WHAT IS EXPECTED –
The tail of the records, from the line containing "(diff shortened: 1 of 1 files shown)" through the final line, should be printed exactly and on its own.

Stored data entries:
^^^^

PR #263, opened 2017-02-20
Add some notes about modular crypt() format usage

lmctv:
While not strictly needed, I think some notes like the ones I'm proposing could save some time to the library users.


blag:
Crypto is hard enough as it is - adding documentation suggesting good ways to use this library is an excellent idea!

lmctv:
Closing, since this was just meant as a stop-gap for 1.1 . I'll add equivalent notes to #261 .

PR #253, opened 2017-01-29
[RFC] Replace standard library exceptions with nacl defined ones

lmctv:

PR #264, opened 2017-02-20
Correct exceptions' method resolution order

lmctv:
by swapping the mixed-in nacl.exception.CryptoError and the standard library parent exception in class declarations.

With this change the exceptions will "prefer" using the methods inherited from the corresponding standard library one, instead of those inherited from Exception via CryptoError.

This is not strictly needed, since we don't catch and re-raise OSError, but it feels a bit more correct.

### DIFF
--- a/src/nacl/exceptions.py
+++ b/src/nacl/exceptions.py
@@ -27,19 +27,19 @@ class BadSignatureError(CryptoError):
     """
 
 
-class RuntimeError(CryptoError, RuntimeError):
+class RuntimeError(RuntimeError, CryptoError):
     pass
 
 
-class AssertionError(CryptoError, AssertionError):
+class AssertionError(AssertionError, CryptoError):
     pass
 
 
-class TypeError(CryptoError, TypeError):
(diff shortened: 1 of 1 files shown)


blag:
Unless there's a definite and clear reason to do this, I'd rather keep it the way it is. I don't want my crypto software being changed because it "feels" more correct.

lmctv:
@blag I respectfully suggest you take a look at ``git blame src/nacl/exceptions.py``, to see all of those exceptions were introduced in commits 718652a, d5e0e34 and 35792a0, respectively originated from my PRs #223 "Asserts replacer", #232 "Use constant-time comparison..." and #204 "Add crypto pwhash scryptsalsa208sha256" .

Since you feel so strongly for nacl exceptions, I'd be grateful if you could take a look to #253 .

Thank you very much.

blag:
@lmctv Sorry if I offended you. I didn't see any good rationale for changing this, but I didn't realize you're the original author of them. Now that I know that, I trust you to make the right call.

Thank you for all of your work.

^^^^

SOLUTION FOR THIS PROBLEM –
(diff shortened: 1 of 1 files shown)


blag:
Unless there's a definite and clear reason to do this, I'd rather keep it the way it is. I don't want my crypto software being changed because it "feels" more correct.

lmctv:
@blag I respectfully suggest you take a look at ``git blame src/nacl/exceptions.py``, to see all of those exceptions were introduced in commits 718652a, d5e0e34 and 35792a0, respectively originated from my PRs #223 "Asserts replacer", #232 "Use constant-time comparison..." and #204 "Add crypto pwhash scryptsalsa208sha256" .

Since you feel so strongly for nacl exceptions, I'd be grateful if you could take a look to #253 .

Thank you very much.

blag:
@lmctv Sorry if I offended you. I didn't see any good rationale for changing this, but I didn't realize you're the original author of them. Now that I know that, I trust you to make the right call.

Thank you for all of your work.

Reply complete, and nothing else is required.